§ **What the exercise asks**: All that should come back is the lines of the data below from the one containing "- find yourself" to the one containing "Make these creatures", inclusive, exactly as they stand.

+ + +

Issue #263, opened 2019-10-01
[bug] Flying creatures are interactable


caillean7:
**Description**
Split from #258:

Birds and bats should not be valid targets for dialogue. On GemRB they are, they get a tooltip and the talk cursor drawn, which also shouldn't happen. Plus, they should not be affected by AoE spells.

**GemRB version**
0.85-git

**To Reproduce**
- go to areas like AR2500 (Underdark exit) or AR0300 (Athkatlan docks)
- find yourself a seagull, bird or bat and try talking to it
- notice the talk cursor
- your character should walk up to the creature to initiate dialogue, resulting in something like "Bat / Bird - has nothing to say to you"

**Expected behavior**
Make these creatures non-interactable like on the original

- [x] make bats and birds not valid for dialogue: Actor::ValidTarget(GA_TALK) returning false
- [ ] omit them from drawing the cursor
- [ ] don't show tooltips ~~(?)~~ yep, no tooltips in IE

- [x]  make them unaffected by AoE spells

lynxlynxlynx:
For the cursor you can look at GameControl::OnMouseOver near the first mention of IE_CURSOR_TALK.

If that's not enough also for the tooltip, check GameControl::DisplayTooltip.

caillean7:
Thanks for the support :) I'll look into the cursor thing tonight, but at first glance this one looks a little more complicated.

caillean7:
Another matter that Marcel mentioned in #258: those creatures should not be affected by AoE spells, but they currently are on GemRB.

caillean7:
Oi, the no cursor change works, and it also takes care of the tooltip, take a look:
https://pastebin.com/4GxvFYw1

lynxlynxlynx:
Please use the gdup function, so it's clearer what you changed.

caillean7:
https://github.com/caillean7/gemrb/commit/66ba039eaca40221e881dc6e9d60e5f302ad644d

lynxlynxlynx:
They're completely non-interactive, so one check is enough. You can move it before the "if (lastActor) {" block. Also, please use GetStat instead of directly resolving Modified.

caillean7:
`if (lastActor->GetStat(IE_DONOTJUMP) == DNJ_BIRD)`

With this I'm getting segfault crashes, I don't know anymore, sorry :(

lynxlynxlynx:
[...]

PR #265, opened 2019-10-01
No cursor change for birds and bats

caillean7:
Fixes the two remaining points from #263 (talk cursor and tooltips).


lynxlynxlynx:
Thanks!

+ + +

§ **Solution to this exercise**:
- find yourself a seagull, bird or bat and try talking to it
- notice the talk cursor
- your character should walk up to the creature to initiate dialogue, resulting in something like "Bat / Bird - has nothing to say to you"

**Expected behavior**
Make these creatures non-interactable like on the original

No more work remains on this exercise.